Monica Rose is an experienced academic and researcher specializing in business analytics, decision science, and information systems. With a Ph.D. from YMCA University and certifications from IIT Delhi, she has contributed extensively to academia through roles at institutions including Amity University, GD Goenka University, and Sunway University. Monica’s teaching encompasses a wide array of subjects like Python, blockchain, and quantitative techniques. She has published widely, received best paper awards, and served on accreditation teams and quality assurance initiatives. Her expertise extends to developing courses, coordinating MBA programs, and fostering student engagement through innovative learning methods.

Nidhi Singh is an accomplished academician with over 14 years of experience spanning teaching, training, and corporate sectors. Currently serving as an Assistant Professor at G.D. Goenka University in Haryana, India, she holds a Ph.D. in Management and an MBA in Information Technology and Marketing. Her expertise covers business analytics, information technology, and emerging fields such as machine learning, data visualization, and disruptive technologies in higher education. She has published over twenty research papers in reputed journals like SCOPUS, WOS, and ABDC. Dr. Singh also holds certifications from prestigious institutions, including Harvard Business School and the Indian Institute of Management Visakhapatnam, further solidifying her expertise in emerging technologies and business strategies.

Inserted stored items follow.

PR #424, opened 2024-05-03
fix: simplify how default setup is found

matthewkeil:
Simplifies the logic for importing the default `trusted_setup.txt` in the node.js bindings.


asn-d6:
Thanks! Merging.

PR #3166, opened 2025-09-04
Better pypi package

dschwoerer:
This fixes the recent failure (e.g. https://github.com/boutproject/BOUT-dev/actions/runs/16992233636/job/48174226873)
and adds the description.

Preview can be found here:

https://test.pypi.org/project/boutpp-nightly/

### DIFF
--- a/tools/pylib/_boutpp_build/backend.py
+++ b/tools/pylib/_boutpp_build/backend.py
@@ -223,7 +223,7 @@ Version: {getversion()}
             for l in src:
                 f.write(f"{pre}{l}")
                 pre = "         "
-        f.write("\nDescription-Content-Type: text/markdown\n\n")
+        f.write("Description-Content-Type: text/markdown\n\n")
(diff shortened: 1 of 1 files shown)


dschwoerer:
Also, there have been over 900 commits since 5.1.0 - maybe it is time for 5.2.0?

dschwoerer:
> I think it would be worth getting an RSE to looking to see if we can replace this custom backend with [scikit-build-core](https://scikit-build-core.readthedocs.io/en/latest/). I'm certain we can't be doing anything that special that requires us to maintain a whole custom backend.

Probably a good idea, however I am not sure it is on the top of the priority list. I also wanted to look into this, but did not have enough time ...

> > Also, there have been over 900 commits since 5.1.0 - maybe it is time for 5.2.0?
> 
> Yes, I just need to find some time to actually do this. I want to merge the coordinates refactor and some other breaking changes for instance.

:+1:

PR #3189, opened 2025-10-29
CI: switch Fedora to a pre-built container

dschwoerer:
This currently uses https://github.com/dschwoerer/bout-container-base/tree/ci-fedora - (which should probably be moved under the boutproject).

Using this approach it takes < 30 sec to have all dependencies installed.
It is intended as a PoC, as other workflows could benefit even more from this.

Note, this switches back to rawhide, rather then a released fedora. This reverts #3134 - but as we are using the last successful build of the base image, we are not (directly) impacted, and just keep using a slightly older rawhide version.
I am happy to revert this change, if you are not happy with this, @ZedThree

### DIFF
--- a/.ci_fedora.sh
+++ b/.ci_fedora.sh
@@ -21,11 +21,10 @@ then
 	cmd="sudo docker"
     fi
     test . != ".$2" && mpi="$2" || mpi=openmpi
-    test . != ".$3" && version="$3" || version=rawhide
-    time $cmd pull registry.fedoraproject.org/fedora:$version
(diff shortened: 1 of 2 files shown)


dschwoerer:
But that would subvert the idea of testing a change before it lands?

Or are you suggesting to also run the BOUT++ tests in the container repo, so that we only deploy images that do not introduce regressions on the fedora side? That might actually be a nice idea.

What do you think of converting the adios2 and PETSc-unreleased run to a pre-build container?

PR #3194, opened 2025-11-04
Configure cleanup

dschwoerer:


ZedThree (approved):
Oof, didn't need all these hanging around, thanks @dschwoerer!

PR #3196, opened 2025-11-04
Add more tests for FCI operators

ZedThree:
- Add MMS tests for all the main FCI derivative operators
- A bunch of drive-by fixes for clang-tidy warnings


src/mesh/parallel/fci.cxx
```diff
@@ -299,19 +321,69 @@ Field3D FCIMap::integrate(Field3D& f) const {
...
       throw BoutException(
           "Incorrect parallel transform type '" + parallel_transform
           + "' used "
             "to generate metric components for FCITransform. Should be 'fci'.");
     }
   } // else: parallel_transform variable not found in grid input, indicates older input
-    //       file or grid from options so must rely on the user having ensured the type is
-    //       correct
+  //       file or grid from options so must rely on the user having ensured the type is
+  //       correct
```
dschwoerer, line 387:
```suggestion
  //         file or grid from options so must rely on the user having ensured the type is
  //         correct
```

src/mesh/interpolation/hermite_spline_xz.cxx
```diff
@@ -177,7 +177,19 @@ void XZHermiteSpline::calcWeights(const Field3D& delta_x, const Field3D& delta_z
...
+    // know the value in the boundaries, so _any_ interpolation in the
+    // last interior cell can't be done. Instead, we fudge the
+    // interpolation in the last cell to be at the extreme right-hand
+    // edge of the previous cell (that is, exactly on the last
+    // interior point). However, this doesn't work with only one
+    // interior point, because we have to do something similar to the
+    // _first_ cell, and these two fudges cancel out and we end up
+    // indexing into the boundary anyway.
+    // TODO(peter): Can we remove this if we apply (dirichlet?) BCs to
+    // the X derivatives? Note that we need at least _2_
```
dschwoerer, line 186: I do not think that applying dirichlet BCs will be in general a good idea.
I think in general this is not really an issue - anything that takes the case below should be `i_corn == xend` and `t_x = 0`. Other cases should be boundaries, and should not take this path.

src/mesh/interpolation/hermite_spline_xz.cxx
```diff
@@ -346,6 +358,8 @@ Field3D XZHermiteSpline::interpolate(const Field3D& f, const std::string& region
   ASSERT1(f.getMesh() == localmesh);
   Field3D f_interp{emptyFrom(f)};
 
+  // TODO(peter): Should we apply dirichlet BCs to derivatives?
+
```
dschwoerer: I do not think so. What would be the motivation? So we do not need two x-guard cells?

src/mesh/parallel/fci.cxx
```diff
@@ -37,79 +37,99 @@
...
+  const auto parallel_slice_field_name = [&](std::string_view field) -> std::string {
+    const auto direction = (offset_ > 0) ? "forward"sv : "backward"sv;
     // We only have a suffix for parallel slices beyond the first
     // This is for backwards compatibility
-    const std::string slice_suffix =
-        (std::abs(offset) > 1) ? "_" + std::to_string(std::abs(offset)) : "";
-    return direction + "_" + field + slice_suffix;
+    const auto slice_suffix =
+        (std::abs(offset_) > 1) ? fmt::format("_{}", std::abs(offset_)) : "";
+    return fmt::format("{}_{}{}", direction, field, slice_suffix);
```
dschwoerer: We could also do this with just one call to `fmt::format`
```suggestion
    if (std:abs(offset_) == 1){
       return fmt::format("{}_{}", direction, field);
     }
    return fmt::format("{}_{}_{}", direction, field, std::abs(offset_));
```

tests/MMS/spatial/fci/fci_mms.cxx
```diff
@@ -1,37 +1,61 @@
...
-  Field3D result{Grad_par(input)};
-  Field3D error{result - solution};
+  Field3D K{FieldFactory::get()->create3D("K", Options::getRoot(), mesh)};
+
+  // Communicate to calculate parallel transform.
+  if constexpr (bout::build::use_metric_3d) {
+    // Div_par operators require B parallel slices:
+    // Coordinates::geometry doesn't ensure this (yet)
+    auto& Bxy = mesh->getCoordinates()->Bxy;
+    mesh->communicate(Bxy);
```
dschwoerer, line 53: In general you would need to apply parallel BCs, but I guess the tested grids do not have this?

dschwoerer (dismissed):
Looks good!
Thanks @ZedThree

tests/MMS/spatial/fci/fci_mms.cxx
ZedThree: Correct, no BCs set because all the input fields are created from expressions

src/mesh/interpolation/hermite_spline_xz.cxx
ZedThree: Ah, that's true about the boundaries. The pain here is for grids where there's only one point in either x or z, so this fudge ends up cancelling out and breaking things. That's probably not super common, so maybe we just need `ASSERT4(mesh.Nx() >= 2)` or something

tests/MMS/spatial/fci/fci_mms.cxx
dschwoerer: I think B should be loaded also for the parallel slices, in which case we do not need to communicate at all ...

src/mesh/interpolation/hermite_spline_xz.cxx
dschwoerer: Yes, I think that is only an issue for tests, that try to have a minimal grid. I do not think we should to much effort in for them ...

tests/MMS/spatial/fci/fci_mms.cxx
ZedThree: It doesn't seem to be the case -- the `communicate` was necessary here to get any parallel slices on `Bxy`

dschwoerer:
Note that this is not https://en.wikipedia.org/wiki/Monotone_cubic_interpolation - but hermitespline - with the value cropped to the bound of the 4 surrounding values.

tests/MMS/spatial/fci/fci_mms.cxx
dschwoerer: Yes, these changes are not in next, only in f3dwy (PR #3197 )

dschwoerer:
Sorry, I failed to see that this was still waiting on my review.

PR #3200, opened 2025-11-07
Port some Hermes-3 finite volume operators

ZedThree:
Includes #3196 

Ports the following from [Hermes-3 `fci-more-fixes-update-more`](https://github.com/boutproject/hermes-3/tree/fci-more-fixes-update-more):

- `FV::Div_par_mod`
- `FV::Div_par_fvv`
- `Div_par_K_Grad_par_mod` (not strictly FV!)
- `FV::Superbee`

Plus adds MMS tests for these and the existing FV operators:

- `FV::Div_par`
- `FV::Div_par_K_Grad_par`

with all the available slope limiters, as appropriate.

----

Because the slope limiters kind of necessarily introduce inaccuracies, I've reduced the expected order of the operators, with `Upwind` having order 1 and the rest 1.5. This feels like a bit of a fudge, but it's not clear to me how to treat this better.

----

The ported operators will obviously conflict with the Hermes-3 ones. So 2/3 things to do:

- Remove the ported ones from Hermes-3 when updating the bundled BOUT++
- Move all the operators here into `bout::FV::` namespace
- Move all the operators there into `hermes::FV::` namespace


tests/MMS/spatial/finite-volume/fv_mms.cxx
```diff
@@ -42,6 +42,15 @@ int main(int argc, char** argv) {
   Field3D v{FieldFactory::get()->create3D("v", Options::getRoot(), mesh)};
 
   // Communicate to calculate parallel transform.
+  if constexpr (bout::build::use_metric_3d) {
+    // Div_par operators require B parallel slices:
+    // Coordinates::geometry doesn't ensure this (yet)
+    auto& Bxy = mesh->getCoordinates()->Bxy;
+    auto& J = mesh->getCoordinates()->J;
```
dschwoerer, line 50: Note that communicating J is likely wrong for any realistic grid. You need #3197 
For a simple slab test, that may well work, but not for real grids.

ZedThree: What's the issue? And what's required to fix it?

dschwoerer: The parallel slices can have a completely different geometry. Thus one needs J from the traced parallel slices. The communication interpolates J, which works for lab-based quantities, but not for mesh based quantities.

One solution is to also write out the parallel metric components in zoidberg, and read them in in BOUT++, and prevent them from being overwritten:
https://github.com/boutproject/zoidberg/blob/more-6/zoidberg/zoidberg.py#L421
https://github.com/boutproject/BOUT-dev/blob/f3dwy/src/mesh/parallel/fci.cxx#L134

See also:
https://bout.zulipchat.com/#narrow/channel/535664-BSTING/topic/Connection.20between.20J.20and.20B.20in.20FCI/with/554530388

mrhardman:
@ZedThree Is there a possibility that this PR could also cover the operators and MMS tests of operators featured https://github.com/boutproject/hermes-3/pull/285 and https://github.com/boutproject/hermes-3/pull/327? The latter PR also has model-level tests that could not be ported to BOUT-dev. I imagine that the functions in https://github.com/boutproject/hermes-3/blob/nonorthogonal-debug/tests/mms/perpendicular_laplacian.py could be factored into https://github.com/boutproject/boutdata/blob/master/src/boutdata/mms.py.

mrhardman:
> Yes, certainly possible, will investigate!

Thank you! I made a start on trying to make the existing tests in my latest PR https://github.com/boutproject/hermes-3/pull/327 more similar to `boutdata.mms` here https://github.com/boutproject/hermes-3/pull/327/commits/32c8536f98a144329b1fe56515fd3e3d7c8cc792. It likely better to view the files directly. I note that the fact that the operators use an optional argument for `metric` by convention tripped me up as I tried to propagate my `GeneralMetric` to all functions, as it was possible to mistakenly not pass a consistent metric to all differential operators.

dschwoerer (dismissed):
Looks good!

I did not notice that this PR was still pending, and rebased it on top of the recent changes, including #3320 and #3334.

Do you prefer resolving the conflicts here and merge this, or use #3335 instead?

bendudson:
Replaced by #3335

PR #3206, opened 2025-11-18
Add some asserts for non parallelised XZ interpolation

dschwoerer:


src/mesh/interpolation/bilinear_xz.cxx
```diff
@@ -31,6 +31,10 @@ XZBilinear::XZBilinear(int y_offset, Mesh* mesh)
     : XZInterpolation(y_offset, mesh), w0(localmesh), w1(localmesh), w2(localmesh),
       w3(localmesh) {
 
+  if (localmesh->getNXPE() > 1) {
+    throw BoutException("Do not support MPI splitting in X");
```
ZedThree: Let's make it a little more descriptive:
```suggestion
    throw BoutException("bilinearxz interpolation does not support MPI splitting in X");
```

Please also add this fact to the class docstring.

Same for the lagrange class

dschwoerer: Which doc string?
I could not find any documentation, either in the header nor in the cxx file. Did I miss something?
It feels a bit weird just having that as only bit of documentation.

ZedThree: On the `XZBilinear` class. Yes, there currently isn't a docstring, but having something is better than nothing :)

dschwoerer:
`test-cyclic` was stuck in CI. A restart solved that. Just in case this happens again, we maybe should investigate. It would not be great to have a solver get stuck in a production run ...

PR #3207, opened 2025-11-21
Support reading `Array/Matrix/Tensor<int>` in `OptionsAdios2`

ZedThree:
Although writing was supported, we didn't actually support reading these types. I've refactored the implementation to reduce a lot of duplication in calculating/setting the Adios2 starts/counts etc.

Also fixes a bug with reading/writing `FieldPerp`

I've also replaced the integrated test with a more comprehensive unit test. We still don't test in parallel, but this is better than nothing.

Some of this would be nicer with C++26's `template for`. Maybe we can use that in a few years.

### DIFF
--- a/src/sys/adios_object.cxx
+++ b/src/sys/adios_object.cxx
@@ -65,8 +65,8 @@ ADIOSStream& ADIOSStream::ADIOSGetStream(const std::string& fname, adios2::Mode 
   return it->second;
 }
 
-void ADIOSSetParameters(const std::string& input, char delimKeyValue,
-                        char delimItem, adios2::IO& io) {
+void ADIOSSetParameters(const std::string& input, char delimKeyValue, char delimItem,
+                        adios2::IO& io) {
   auto lf_Trim = [](std::string& input) {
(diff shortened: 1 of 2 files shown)


src/sys/options/options_adios.cxx
```diff
@@ -55,207 +177,183 @@ Options readVariable(adios2::Engine& reader, adios2::IO& io, const std::string&
...
+  }
+  if (type == adios2::GetType<float>()) {
+    return readVariable<float>(reader, io, name, type);
+  }
+  if (type == adios2::GetType<double>()) {
+    return readVariable<double>(reader, io, name, type);
+  }
+  if (type == adios2::GetType<long double>()) {
+    return readVariable<long double>(reader, io, name, type);
+  }
```
bendudson, line 298: Why no macro magic? This feels like there must be a better solution e.g. visitor pattern, but this will work.

ZedThree: Oh, I didn't really mean to leave this in, I was just searching for a neater non-macro solution, but didn't find one. Here's where `template for` would be really useful!

PR #3212, opened 2025-11-24
Remove `Mesh::load`

ZedThree:
`Mesh` should be entirely created in constructor

This is a little bit experimental -- the reason we have `Mesh::load` in the first place is to break the circular dependency between `Mesh` and `Coordinates`, and the reason we construct `Coordinates` in `BoutMesh::BoutMesh` is to ensure any communication required in `Coordinates` is properly synchronised. So we might just end up replacing calls to `Mesh::load` with calls to `Mesh::getCoordinates`, but at least the `Mesh` constructor will be atomic

### DIFF
--- a/src/mesh/impls/bout/boutmesh.cxx
+++ b/src/mesh/impls/bout/boutmesh.cxx
@@ -259,9 +259,6 @@ If you want the old setting, you have to specify mesh:symmetricGlobalY=false in 
     has_boundary_upper_y = static_cast<bool>(allbndry);
   }
 
-  // Initialize default coordinates
-  getCoordinates();
-
   output_info.write(_("\tdone\n"));
 }
 


ZedThree:
Ah, clang-tidy has spotted a bunch of virtual functions that will need qualifying with `BoutMesh::`

Yeah, and some tests fail, so this trivial change is definitely not enough. Shame

ZedThree:
> Perhaps we could remove the `Mesh*` argument to the `FieldFactory` constructor. It sets a default `Mesh*`, overridden by optional `Mesh*` arguments to `create2D` and `create3D` methods. Those arguments would now be required.

That could work, I think we'd also need to add a `Mesh*` argument to `Options::as` (at least for the field versions?)

EDIT: I have added the `static FieldFactory::setMesh(Mesh*)` here and it seems to work -- the tests all pass at least! I think this experiment mostly highlights where we have circular dependencies between classes

PR #3216, opened 2025-12-01
Remove deprecated `FieldGenerator::generate`

ZedThree:
The only use was in boundary conditions at `CELL_ZLOW`. It look a minute for me
to understand what was happening here and why we couldn't just use `Context()`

Rahul Singhai is affiliated to International Institute of Professional Studies (IIPS), Devi Ahilya University, Indore (M.P.), India where he is currently working as Assistant Professor (Senior Grade). He had received his Ph.D. degree in the core area of Data Mining from Department of Computer Sc & App, Dr. Hari Singh Gour Central University, Sagar (M.P.). He has authored and co-authored several national and international publications and also working as a reviewer for reputed professional journals. He is having an active association with different societies and academies around the world. He has received grant for 3 patents in the different area of computer science. His major research interest involves Data Mining, Operating System, DBMS, Computer Network & Cloud Computing.

Manoj Kumar working as an Associate Professor in the Department of Mathematics and Statistics, Gurukula Kangri University, Haridwar (Uttarakhand). He is obtained his B. Sc. Degree from Chaudhary Charan Singh University, Meerut, Uttar Pradesh. He is awarded for M Sc, M Phil and Ph D Degrees in Mathematics from the same University. He has also completed a six-month course viz certificate of Proficiency in Russian Language during his M Phil Degree program. He is qualified CSIR-NET exam in Mathematics. His fields of research interest are Cryptography and Network Security, Elliptic Curve Cryptography, Isogeny based Cryptography, Quantum Cryptography, Post Quantum Cryptography and Ancient Indian Vedic Mathematics. He has published more than 50 research articles in his research area. He has published a book entitled “The Elliptic Curves: Vedic Mathematics and Cryptography”. Five scholars have been awarded Ph D degree under his supervision. Three research scholars are still working in his guidance.